━━ DATASET ENTRIES ━━

PR #489, opened 2026-07-10
Refactor Codex adapter subcommand gate to deny-by-default allowlist

omkhar:
## Summary
- Refactor the Codex adapter subcommand gate from a blocklist to an **allowlist (deny-by-default)**. The historical blocklist reopened on every codex CLI version bump — a review of the 0.143 bump surfaced 15 real bypasses (new subcommands `plugin`/`remote-control`/`exec-server`/`mcp-server`/`update`, `features enable`, the `--yolo` alias, inline-TOML/quoted/escaped config-key evasions, `AGENT_UI=gui` env override). Deny-by-default closes the whole class: any new or unknown subcommand is denied until explicitly vetted.
- Permit set (classified read-only/session surface, verified against real `codex --help`): `exec/e, review, login, logout, completion, doctor, apply/a, resume, fork, archive, unarchive, delete, help, debug, execpolicy`; `features`/`features list` (read-only) with `features enable|disable` denied; `app`/`app-server` permitted only under `AGENT_UI=gui` (the managed GUI backend). Bare `codex`, `codex --version`, and `codex -- <prompt>` are permitted (default session/prompt path).
- Retains all config-override and dangerous-flag hardening for permitted subcommands (they still take `-c`/flags): `--yolo` + `--dangerously-bypass-*` glob, value-taking-global consumption, `-c` key normalization (quoted/single-quoted/whitespace/backslash-escape fail-closed), inline-table blocking (`features={…}`/`profiles={…}`/`mcp*`/`hooks`), and the `plugins/plugin_sharing/remote_plugin` feature pins across `.codex/config.toml`, `managed_config.toml`, `requirements.toml`.
- No upstream pin change in this PR — the codex version bump to the latest stable ships separately, riding on top of this allowlist so its new surface is auto-covered.

## Validation
- ./scripts/pre-merge.sh --profile pr-parity
- Sourced-function permit/deny harness 60/60; deny-by-default regression-locked (`codex frobnicate`/`some-new-daemon` denied; `codex -- frobnicate` permitted as prompt text).
- Real colima `scripts/container-smoke.sh` (SMOKE_EXIT=0) and `tests/scenarios/shared/test-session-commands.sh` (SCENARIO_EXIT=0) — the colima run empirically caught the hidden runtime `execpolicy` subcommand and added it to the permit set.
- Full go test ./..., shellcheck/shfmt clean, control-plane manifest regenerated + verified on the committed tree.

## Review
- Draft for the Codex review loop. Supersedes the blocklist hardening on the upstream-refresh PR.

### DIFF
--- a/adapters/codex/.codex/config.toml
+++ b/adapters/codex/.codex/config.toml
@@ -47,3 +47,10 @@ network_access = false
 # Codex's unified exec path currently fails inside Workcell managed mode with
 # "Failed to create unified exec process: Operation not permitted".
 unified_exec = false
+# Defense in depth for the 0.143+ plugin/marketplace surface: even though the
+# provider policy rejects the `plugin` subcommand outright, pin the plugin
+# feature flags off in the runtime baseline so no config layer can silently
+# reintroduce remote marketplace fetch/install or plugin sharing.
+plugins = false
+plugin_sharing = false
+remote_plugin = false
--- a/adapters/codex/README.md
+++ b/adapters/codex/README.md
@@ -55,16 +55,27 @@ In-container reserved session targets: `~/.codex/{config.toml,auth.json,`
   copy only in explicit lower-assurance cases (see
   [../../docs/adapter-control-planes.md](../../docs/adapter-control-planes.md#codex-rules-mutability)).
 - Unsafe-argument policy (`reject_unsafe_codex_args` in
-  `runtime/container/provider-policy.sh`): the wrapper blocks
-  `--dangerously-bypass-approvals-and-sandbox`, `--full-auto`, `-a`/
-  `--ask-for-approval`, `--add-dir`, `--search`, `--remote`, `--enable`/
-  `--disable`, `--cd`, `--sandbox danger-full-access`, reserved `--config`
-  overrides, off-mode `--profile` values, and `app`/`app-server`/`cloud`/`mcp`/
-  `sandbox` subcommands outside the managed GUI path. These are rejected in
-  **every** mode including `breakglass`: `provider-wrapper.sh` re-checks arguments
-  (`WORKCELL_WRAPPER_CONTEXT=1`), so `container-smoke.sh` confirms breakglass
-  overrides still fail. Breakglass raises the sandbox floor, not the unsafe-flag
-  policy.
+  `runtime/container/provider-policy.sh`): **subcommands are deny-by-default**
+  over the pinned Codex subcommand namespace — only the read-only/session
+  surface is permitted (exec, review, login/logout, completion, doctor, apply,
+  resume, fork, archive/unarchive/delete, help, debug, execpolicy, `features
+  list`); everything else is rejected (plugin, remote-control, exec-server,
+  mcp*, cloud*, responses-api-proxy, stdio-to-uds, update, sandbox, `features
+  enable`/`disable`, and any unclassified/new subcommand). `app-server` is the
+  managed GUI backend and is permitted only as the bare no-arg launch; an
+  unknown first token is Codex prompt text. The classified set is pinned to the
+  version by
+  [`tests/fixtures/codex-subcommands.txt`](../../tests/fixtures/codex-subcommands.txt)
+  (a `CODEX_VERSION` bump fails CI until it is regenerated). The wrapper also
+  blocks `--yolo`/`--dangerously-bypass-*`, autonomy/network flags
+  (`--full-auto`, `-a`, `--add-dir`, `--search`, `--remote`, `--enable`,
+  `--disable`, `--cd`, `--sandbox danger-full-access`), off-mode `--profile`
+  values, and reserved `-c`/`--config` overrides of guarded namespaces
+  (features/plugins/marketplaces/mcp/hooks/sandbox/approval, incl. glued,
+  quoted/escaped, inline-table, and `profiles.<name>.<key>` spellings). All are
+  rejected in **every** mode including `breakglass` (`provider-wrapper.sh`
+  re-checks with `WORKCELL_WRAPPER_CONTEXT=1`); breakglass raises the sandbox
+  floor, not the unsafe-argument policy.
 - Final branch publication stays on the host through `workcell publish-pr`, not
   from inside the container session.
 
--- a/adapters/codex/README.md
+++ b/adapters/codex/README.md
@@ -58,10 +58,10 @@ In-container reserved session targets: `~/.codex/{config.toml,auth.json,`
   `runtime/container/provider-policy.sh`): **subcommands are deny-by-default**
   over the pinned Codex subcommand namespace — only the read-only/session
   surface is permitted (exec, review, login/logout, completion, doctor, apply,
-  resume, fork, archive/unarchive/delete, help, debug, execpolicy, `features
+  resume, fork, archive/unarchive/delete, help, execpolicy, `features
   list`); everything else is rejected (plugin, remote-control, exec-server,
-  mcp*, cloud*, responses-api-proxy, stdio-to-uds, update, sandbox, `features
-  enable`/`disable`, and any unclassified/new subcommand). `app-server` is the
+  mcp*, cloud*, responses-api-proxy, stdio-to-uds, update, sandbox, debug,
+  `features enable`/`disable`, and any unclassified/new subcommand). `app-server` is the
   managed GUI backend and is permitted only as the bare no-arg launch; an
   unknown first token is Codex prompt text. The classified set is pinned to the
   version by
--- a/adapters/codex/README.md
+++ b/adapters/codex/README.md
@@ -68,8 +68,9 @@ In-container reserved session targets: `~/.codex/{config.toml,auth.json,`
   [`tests/fixtures/codex-subcommands.txt`](../../tests/fixtures/codex-subcommands.txt)
   (a `CODEX_VERSION` bump fails CI until it is regenerated). The wrapper also
   blocks `--yolo`/`--dangerously-bypass-*`, autonomy/network flags
-  (`--full-auto`, `-a`, `--add-dir`, `--search`, `--remote`, `--enable`,
-  `--disable`, `--cd`, `--sandbox danger-full-access`), off-mode `--profile`
+  (`--full-auto`, `-a`, `--add-dir`, `--search`, `--remote`,
+  `--remote-auth-token-env`, `--enable`, `--disable`, `--cd`,
+  `--sandbox danger-full-access`), off-mode `--profile`
   values, and reserved `-c`/`--config` overrides of guarded namespaces
   (features/plugins/marketplaces/mcp/hooks/sandbox/approval, incl. glued,
   quoted/escaped, inline-table, and `profiles.<name>.<key>` spellings). All are
--- a/adapters/codex/managed_config.toml
+++ b/adapters/codex/managed_config.toml
@@ -49,6 +49,13 @@ network_access = false
 # Codex's unified exec path currently fails inside Workcell managed mode with
 # "Failed to create unified exec process: Operation not permitted".
 unified_exec = false
+# Defense in depth for the 0.143+ plugin/marketplace surface: even though the
+# provider policy rejects the `plugin` subcommand outright, pin the plugin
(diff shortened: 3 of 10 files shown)


omkhar:
@codex review

omkhar:
Addressed in 53b4b3fa: (P2) deny-by-default is now scoped to the SUBCOMMAND NAMESPACE, not all first tokens — the gate classifies every pinned-codex subcommand as ALLOW / GUI-gated / DENY (exact-token), and a first bare token that is NOT a known subcommand is permitted as PROMPT text, so codex "fix tests" and workcell --agent-arg prompts work again while codex plugin stays denied. Robustness: a checked-in fixture (tests/fixtures/codex-subcommands.txt) of the full pinned subcommand list + a verify-invariants completeness check fail CI if a future pin bump adds an UNCLASSIFIED subcommand (which would otherwise leak as a prompt) — proven both directions. (P1) added a -c?* case that strips the glued short-flag prefix + optional = and runs the config blocker, closing -cfeatures.remote_plugin=true / -cfeatures={...} / -c=features.plugins=true while -cmodel=x still passes. New colima regressions: bare-prompt session permitted (SMOKE_EXIT=0), attached-c blocked. 27/27 unit, full go test, manifest verify on committed tree, real colima smoke+session green.

omkhar:
@codex review

omkhar:
Addressed in 643f960a: (P1) the completeness fixture is now derived from the pinned clap enum Subcommand SOURCE (openai/codex rust-v0.142.4 codex-rs/cli/src/main.rs), not codex --help — so the hidden/aliased dispatch tokens --help omits are covered: added cloud-tasks (alias of cloud), responses-api-proxy and stdio-to-uds (both #[clap(hide=true)]) to the fixture and the DENY case (exact-token, every UI). update dropped from the fixture (not a 0.142.4 variant; kept in the DENY case as harmless forward-compat since the check asserts fixture ⊆ classified). Completeness check proven both directions. (P2) codex_args_include_profile now stops at a bare -- so codex -- --profile breakglass keeps the managed --profile injected (verified via a bind-echo colima assertion of the injected argv); sibling argv scanners audited — codex_first_subcommand already breaks at --, no other helper affected. 27-case unit harness, full go test, verify-invariants completeness+manifest, real colima smoke (SMOKE_EXIT=0) + session (SCENARIO_EXIT=0) all green.

omkhar:
@codex review

omkhar:
Addressed in ff169e7a: you were right — the pinned 0.142.4 enum Subcommand DOES include a paren-less unit variant Update (between Completion and Doctor); my source extraction missed it and wrongly dropped it from the fixture. update is now in tests/fixtures/codex-subcommands.txt (it was already in the provider-policy DENY case), so the completeness check now genuinely enforces that the self-update surface stays classified; removed the incorrect no-update header note. pre-merge pr-parity green on the committed tree.

omkhar:
@codex review

omkhar:
Addressed in dbcb62fd: the fixture now carries a machine-readable # codex-version: 0.142.4 stamp, and verify-invariants asserts it EQUALS Dockerfile ARG CODEX_VERSION *before* the subset check — so a CODEX_VERSION bump that skips fixture regeneration fails closed here (with instructions to regenerate from the clap enum Subcommand source and bump the stamp) instead of the subset check passing vacuously on a stale list. Proven both directions: stamp==0.142.4 → verify-invariants exit 0; temporarily setting Dockerfile to the queued 0.144.1 → exit 1 at exactly this check. This makes the deny-by-default fence bump-safe. go test, verify-invariants end-to-end, real colima smoke (SMOKE_EXIT=0) + session (SCENARIO_EXIT=0) all green.

omkhar:
@codex review

omkhar:
@codex review

omkhar:
Addressed in e9c25e7f: the GUI app-server allowance now scans the app-server args and denies the control surface — the hidden --remote-control flag and every AppServerSubcommand/AppServerDaemonSubcommand token (daemon, proxy, generate-ts, generate-json-schema, generate-internal-json-schema, bootstrap, start, restart, enable-remote-control, disable-remote-control, stop, version, pid-update-loop) enumerated from the pinned rust-v0.142.4 source. The managed launch stays permitted because it is bare codex app-server (entrypoint.sh:220) and the sandbox/approval flags are prepended by provider-wrapper AFTER this check, so the post-app-server scan is empty for the managed path. AGENT_UI=gui codex app-server daemon enable-remote-control now denied; managed gui launch still works. Unit harness, go test, manifest+completeness+version-stamp checks, real colima smoke (SMOKE_EXIT=0) + session (SCENARIO_EXIT=0) green.

omkhar:
@codex review

omkhar:
@codex review

omkhar:
@codex review

omkhar:
@codex review

omkhar:
Addressed in 5488b878: extracted the top-level guarded-key set into codex_config_key_is_guarded(), and codex_config_override_is_blocked now, after normalizing, ALSO strips a profiles.<name>. prefix and re-tests the remainder against the same helper — so any key dangerous at top level is equally blocked profile-scoped (profiles.strict.features.remote_plugin, profiles.x.plugins.*, profiles.x.marketplaces.*, profiles.x.mcp_servers={...}, etc.). This is DRY and future-proof (a profile-v2 layer can set any key); the old hand-maintained profiles.*.sandbox_mode/approval_policy/… patterns are now covered by the general mechanism (regression-tested). Quoted profile names normalize correctly; a dot inside a quoted profile name fails closed. 23/23 harness, go test, manifest+completeness+version-stamp, real colima smoke (SMOKE_EXIT=0) + session (SCENARIO_EXIT=0) green.

omkhar:
@codex review

omkhar:
Simplify pass in a818e54a: condensed the accumulated per-round justification comments + verbose test-scaffolding headers to land under the 1200-line shape cap. Behavior is byte-identical to the reviewed 5488b878 — every deny/allow case, token, fixture entry, test assertion, and message string is unchanged (non-comment code diffs empty vs the prior head); only the control-plane manifest sha256 for provider-policy.sh rehashed. pre-merge pr-parity EXIT=0, real colima smoke+session green.

omkhar:
@codex review

omkhar:
Addressed in 80413cf0: replaced the app-server denylist with deny-by-default — once app-server is the permitted GUI first-subcommand, ANY following token dies (placed before the -- break so post-app-server prompt-position tokens die too; verified codex app-server has no [PROMPT] positional — app-server -- foo errors as an unrecognized subcommand). The managed launch reaches the check as bare app-server (sandbox flags prepended after), so it passes while --listen ws://IP:PORT, --stdio, --strict-config, daemon/proxy/generate-*, -c, and any future flag all fail closed without a hand-maintained list. Tests updated (bare managed launch permitted; --listen/--stdio/--strict-config/--help/daemon-enable-remote-control denied). check-pr-shape passes (1086), go test, real colima smoke (SMOKE_EXIT=0) + session (SCENARIO_EXIT=0) green.

omkhar:
@codex review

omkhar:
Addressed in a4cd40d0 (defense-in-depth): the features-action check now takes precedence over the -- break — while expect_features_action is armed, a -- is skipped without disarming so the following enable/disable is still denied; the normal prompt -- path is unchanged. Empirical note for the record: on the pinned Codex family (verified 0.142.4 and 0.144.1), codex features -- enable plugins is actually REJECTED by clap today ('subcommand enable exists; to use it, remove the -- before it') and does NOT mutate CODEX_HOME/config.toml — because features requires its <COMMAND> slot, unlike app-server's optional [COMMAND]. So this specific bypass is not live on the current pin; the reorder is applied as hardening so a future pin that makes features's command optional cannot reopen it. Sibling audit: no other --skips-a-pending-check path (expect_value consumes -- as a flag value and scans it; app-server dies on any arg). 15/15 unit, go test, manifest+completeness+version-stamp, real colima smoke (SMOKE_EXIT=0)+session (SCENARIO_EXIT=0), pre-merge EXIT=0, check-pr-shape 1157<1200.

omkhar:
@codex review

omkhar:
Addressed in dad1ab27: updated adapters/codex/README.md unsafe-argument policy to match the implemented reject_unsafe_codex_args — deny-by-default over the pinned Codex subcommand namespace (allowlist of read-only/session subcommands; plugin/remote-control/exec-server/mcp/mcp-server/cloud/cloud-tasks/responses-api-proxy/stdio-to-uds/update/sandbox/features enable|disable and any unclassified subcommand denied; bare-only GUI app-server; unknown first token = prompt), the version-stamped fixture pin, and the expanded flag/config policy (--yolo + --dangerously-bypass-* family; guarded -c namespaces incl. glued/quoted/escaped/inline-table/profile-scoped forms). check-doc-links + codespell clean.

omkhar:
@codex review

omkhar:
Addressed in 7cc16225 (two changes): (1) --remote-auth-token-env is now DENIED (bare and =value forms, alongside --remote) instead of value-consumed — it names the bearer-token env for the remote app-server websocket, a remote-auth surface; README updated to match, and unit+smoke assertions added. (2) Second simplify pass: condensed the accumulated per-round comments and collapsed repeated container-smoke assertion boilerplate into assert_codex_entrypoint_denied/assert_gui_appserver_denied helpers to land back under the 1200-line pre-merge cap (standalone shape 1078). Every distinct deny/permit test case is preserved (verified: --yolo, --dangerously-bypass-*, features={...}/hooks/marketplaces/profiles.*.features config bypasses, --listen, features -- enable, model gpt-5 plugin, etc. all still asserted), and every deny/allow case, token, fixture entry, and message string is byte-identical. go test, manifest+completeness+version-stamp, real colima smoke+session green.

omkhar:
@codex review

omkhar:
Addressed in 70a025dd: attached/glued short value-flags now apply the same guard as the space-separated forms — -a?* dies, -C?* dies (--cd), -p?* runs the profile check, -s?* runs the sandbox check (via two DRY helpers reused by the space-separated, --flag=value, and glued branches so all forms emit byte-identical messages); case-sensitive placement so -C?* never shadows the config -c?*. Long --profile=/--sandbox=/--cd= forms audited (already covered). Also fixes the broken permit test that failed CI container-smoke on the prior commit (-pstrict/--profile=strict were asserted via clean-exit, but codex itself exits nonzero on a duplicate managed --profile — now asserted via absence of the Workcell block message, matching real container behavior). 17/17 unit, go test, manifest+completeness+version-stamp, real colima smoke (SMOKE_EXIT=0)+session (SCENARIO_EXIT=0), shape 1156.

omkhar:
@codex review

omkhar:
Addressed in fe002fba: the guarded value helpers (codex_reject_unsafe_profile_value / codex_reject_unsafe_sandbox_value) now strip one leading = before comparing, so the clap short-with-equals form -s=danger-full-access / -p=breakglass is checked exactly like -sdanger-full-access and -s danger-full-access (the glued -p?*/-s?* cases previously passed =VALUE straight into the exact comparison, which missed it and forwarded -s=danger-full-access). No-op for the space-separated and --flag= callers (their values never lead with =). Unit-verified: -s=danger-full-access and -p=breakglass now die; -s=read-only and -p=strict permitted. Smoke assertions added for both short-equals forms.

omkhar:
@codex review

omkhar:
@codex review

omkhar:
Addressed in 6c7ff772: debug is denied wholesale — it was allowlisted as read-only, but its second-level subcommands are not (debug app-server reaches the app-server test client; debug clear-memories mutates local memory) and the gate only checks the first token. The managed path never uses debug (grep-verified across scripts/runtime/tests/internal), so it moves from ALLOW to the DENY set; it remains in the version-stamped fixture (now classified deny, completeness check still passes). README updated. Unit-verified: debug and debug app-server send-message-v2 denied, exec still permitted. Smoke assertions added; go test + lint green.

omkhar:
@codex review

omkhar:
@codex review

omkhar:
@codex review

omkhar:
@codex review

PR #397, opened 2026-07-05
^d D4: complete launcher-contract.md with required-tools/env/exit-codes/test-flags reference

omkhar:
**D4 (modularize the launcher) — completes the contract doc.** Follows the three module extractions (#394 host-detect, #395 host-exec, #396 go-hostutil). D4's acceptance criteria require `docs/launcher-contract.md` to document **required tools, environment expectations, exit codes, and test override flags** — this adds a "Launcher reference" block with those four sections.

## What
A doc-only section (110 lines) after the intro:
- **Required host tools** — the two resolvers (`resolve_fixed_host_tool` fixed-path / `resolve_host_tool{,_optional}` candidates+trusted-PATH), and each tool (`go`, `colima`, `docker`, `git`, `curl`) with its purpose; abort-on-missing contract.
- **Environment expectations** — the pinned `TRUSTED_HOST_PATH`, the full `scrub_host_process_env` unset list, and derived vars (`REAL_HOME`, `WORKCELL_GO_CACHE_ROOT`, `COLIMA_STATE_ROOT`/`HOME`, `GOPATH`/`GOMODCACHE`/`GOCACHE`) + the go-hostutil ordering invariant.
- **Exit codes** — the four actually used (`0`/`1`/`2`/`88`), grouped by meaning.
- **Test override flags** — each `WORKCELL_TEST_*`/`WORKCELL_VERIFY_*` flag, its effect, and its gating (harness-only; e.g. reject-on-presence guards for the credential-file vars, and the env-vs-internal split on the fault-injection flag).

## Accuracy
Every claim is grep-derived from `scripts/workcell` + the launcher modules (not assumed); I independently re-verified the exit-code set (0/1/2/88), the eight test/verify flags, the tool resolvers, and the reject-guard line numbers against source before pushing.

## Validation
markdownlint clean. Doc-only — no code touched.

🤖 Generated with [Claude Code](https://claude.com/claude-code)

PR #362, opened 2026-07-03
Add GitHub Copilot Tier 1 adapter

omkhar:
## Summary
- Add the GitHub Copilot Tier 1 adapter, launcher/runtime integration, auth handoff, and provider policy controls.
- Document Copilot support, requirements, operator contract, validation scenarios, release/pin verifier paths, and support matrices.
- Add Copilot e2e/dry-run coverage and upstream release verification.

## Validation
- Live certification passed earlier on this Mac: `WORKCELL_COLIMA_START_TIMEOUT_SECONDS=600 ./scripts/provider-e2e.sh --agent copilot --workspace "$PWD" --require-injection`.
- Local gates passed before signing: `./scripts/verify-upstream-copilot-release.sh`, `./scripts/container-smoke.sh`, `./scripts/verify-invariants.sh`, `./scripts/validate-repo.sh`.
- Fresh rebased PR parity passed: `./scripts/pre-merge.sh --profile pr-parity --label approved-large-certified-adapter`.
- Adversarial multi-agent review completed before publication; actionable findings were fixed.

PR #359, opened 2026-07-02
Harden Copilot release verification modes

omkhar:
## Summary

- Add explicit Copilot release verifier help modes for native, Docker, checksum-only, and auto behavior.
- Keep local validation, pin hygiene, and provider bump paths on checksum-only verification so they do not require a prepared runtime image.
- Preserve runtime-image verification for callers that explicitly select native/Docker help modes.

## Validation

- PASS: WORKCELL_GITHUB_API_TOKEN_FILE=<redacted> WORKCELL_COPILOT_RELEASE_HELP_MODE=checksum ./scripts/verify-upstream-copilot-release.sh
- PASS: bash -n scripts/verify-upstream-copilot-release.sh scripts/ci/job-pin-hygiene.sh scripts/ci/job-validate.sh scripts/update-provider-pins.sh
- PASS: ./scripts/check-pr-shape.sh --base-ref origin/main --head-ref HEAD --max-files 25 --max-lines 1200 --max-areas 8 --max-binaries 0
- PASS: WORKCELL_COLIMA_START_TIMEOUT_SECONDS=600 ./scripts/pre-merge.sh --profile pr-parity

PR #493, opened 2026-07-12
Close out ambiguous historical Codex findings: deny Copilot logout + document buildx override

omkhar:
## Summary

Closes out the six ambiguous historical Codex findings that were left unreacted on PRs #336, #359, #362, and #397. I verified each against the current tree (not the PR-era code) and reacted 👍 on all six. Verdicts:

| Finding | PR | Verdict |
| --- | --- | --- |
| codex `--dangerously-bypass-hook-trust` forwarded | #336 | **Already fixed** — current guard denies `--dangerously-bypass-*` (verified against the pinned codex binary). |
| app-server missing `approval_policy` | #336 | **Handled by design** — app-server gets its approval policy from the injected `--ask-for-approval` flag (documented in the wrapper). |
| copilot help verification skipped in checksum-only mode | #359 | **Addressed** — the default mode is now `auto` (does native/docker help verification), and release callers set `native`/`docker` explicitly; no bare caller selects `checksum`. |
| copilot business/enterprise egress hosts absent | #362 | **Deliberate scoping** — the default strict allowlist intentionally covers only `api.githubcopilot.com` + `api.individual.githubcopilot.com` + github hosts; adding wildcard `*.business.githubcopilot.com` would broaden default egress. Not changed. |
| **copilot `logout` not denied** | #362 | **Live gap — fixed here.** |
| `WORKCELL_TRUSTED_BUILDX_BIN` override undocumented | #397 | **Doc-only — added here.** |

## Changes

1. **`^F` copilot `logout` deny** — `reject_unsafe_copilot_args` blocked `login`/`init`/`mcp`/`plugin`/`skill`/`update` but omitted `logout`, so a managed Copilot session could clear persisted auth state — asymmetric with the denied `login`. Added `logout` to the lifecycle deny list, with a container-smoke denial assertion, and regenerated the control-plane manifest.

2. **`^d` buildx override doc** — documents in `docs/launcher-contract.md` that a pre-set executable `WORKCELL_TRUSTED_BUILDX_BIN` short-circuits the trusted-plugin search but is cleared by the launcher's `env -i` shebang on any normal invocation, surviving only for shebang-bypass `/bin/bash -p scripts/workcell` runs that are already outside the trust boundary.

## Validation

- `go test ./...`, `scripts/container-smoke.sh` (colima rebuild, new `logout` assertion), `scripts/verify-invariants.sh` — all green.
- markdownlint + codespell + check-doc-links clean.
- `scripts/pre-merge.sh --profile pr-parity` — exit 0.

### DIFF
--- a/adapters/copilot/README.md
+++ b/adapters/copilot/README.md
@@ -49,8 +49,8 @@ directories. In-container reserved session targets: `~/.copilot`,
   §3).
 - Unsafe-argument policy (`reject_unsafe_copilot_args` in
   `runtime/container/provider-policy.sh`): the wrapper blocks the
-  `init`/`login`/`mcp`/`plugin`/`skill`/`update` lifecycle and control-plane
-  subcommands and a broad set of trust-widening flags (MCP toolset/config,
+  `init`/`login`/`logout`/`mcp`/`plugin`/`skill`/`update` lifecycle and
+  control-plane subcommands and a broad set of trust-widening flags (MCP toolset/config,
   `--allow-all*`, `--allow-tool`/`--allow-url`, `--add-dir`, `--dynamic-retrieval`,
   `--no-custom-instructions`, `--remote`/`--share*`/`--worktree`, `--yolo`,
   bundled short options, and more). These are rejected in **every** mode
--- a/docs/launcher-contract.md
+++ b/docs/launcher-contract.md
@@ -82,7 +82,13 @@ prerequisites sit outside this table entirely. Remote-preview backends probe ext
 `session-manager-plugin` for the `aws-ec2-ssm` backend, `gcloud` for `gcp-vm`.
 Image builds require a system `docker-buildx` plugin binary
 (`ensure_workcell_trusted_buildx`, `scripts/lib/trusted-docker-client.sh`), which
-aborts with `Missing trusted docker-buildx binary` when none is found. And the
+aborts with `Missing trusted docker-buildx binary` when none is found. A
+pre-set, executable `WORKCELL_TRUSTED_BUILDX_BIN` short-circuits that search and
+is honored as-is; the launcher's `env -i` shebang (line 1) clears it on any
+normal invocation, so this override survives only for shebang-bypassed
+invocations (`/bin/bash -p scripts/workcell`) that inherit an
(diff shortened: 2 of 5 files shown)


omkhar:
@codex review

omkhar:
Addressed in c9ba60cb365d73d84ab53c9f8a928b46b400b3b2: synced adapters/copilot/README.md to list `logout` alongside the other blocked lifecycle subcommands; the README is an adapter-baseline control-plane input so the manifest was regenerated in lockstep. Verified the P3 against source (the README line did omit logout).

omkhar:
@codex review

omkhar:
Re the P2 `copilot -p "/logout"` slash-command finding — reacting 👍 but scoping it out of this PR with reasoning rather than adding a narrow filter:

1. **What this PR fixes** is the confirmed `logout` *subcommand* gap (`copilot logout`), asymmetric with the already-denied `login`; verified against the pinned 1.0.70 binary + container-smoke assertion.

2. **The `-p "/logout"` slash vector is unverifiable here**: the managed entrypoint requires an auth token-handoff file, and the real binary returns `No authentication information found` before any prompt processing, so I can't empirically confirm whether non-interactive `-p` even executes a leading-slash prompt as a control command (the bundled Node binary's app logic isn't strings-introspectable either). Per this repo's empirical-evidence rule I won't claim it fixed or refuted without an authenticated repro.

3. **If real, a `/logout`-string filter is incomplete**: the same path would expose `/login`, `/reset`, `/model`, etc., and prompt content is free-form data (whitespace / multiline / `/logout arg` evade a substring match). The proportionate fix is a copilot flag disabling slash processing in `-p` mode (none exists in 1.0.70 `--help`) or a deliberate design decision on slash reachability — a distinct, broader change.

4. **Blast radius is self-limited**: `-p` is set at launch (the agent doesn't re-invoke copilot); clearing a session's auth view is session-local (the host-staged handoff file persists; relaunch re-stages). No exfiltration, escape, or persistence.

Tracking the slash-via-prompt question as a follow-up needing an authenticated repro; not blocking the confirmed subcommand fix.

omkhar:
@codex review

━━━

• PROBLEM DESCRIPTION
Retype the listing from its first line onward, stopping after the line that contains "- Permit set" has been retyped in full.

• TASK OUTPUT
PR #489, opened 2026-07-10
Refactor Codex adapter subcommand gate to deny-by-default allowlist

omkhar:
## Summary
- Refactor the Codex adapter subcommand gate from a blocklist to an **allowlist (deny-by-default)**. The historical blocklist reopened on every codex CLI version bump — a review of the 0.143 bump surfaced 15 real bypasses (new subcommands `plugin`/`remote-control`/`exec-server`/`mcp-server`/`update`, `features enable`, the `--yolo` alias, inline-TOML/quoted/escaped config-key evasions, `AGENT_UI=gui` env override). Deny-by-default closes the whole class: any new or unknown subcommand is denied until explicitly vetted.
- Permit set (classified read-only/session surface, verified against real `codex --help`): `exec/e, review, login, logout, completion, doctor, apply/a, resume, fork, archive, unarchive, delete, help, debug, execpolicy`; `features`/`features list` (read-only) with `features enable|disable` denied; `app`/`app-server` permitted only under `AGENT_UI=gui` (the managed GUI backend). Bare `codex`, `codex --version`, and `codex -- <prompt>` are permitted (default session/prompt path).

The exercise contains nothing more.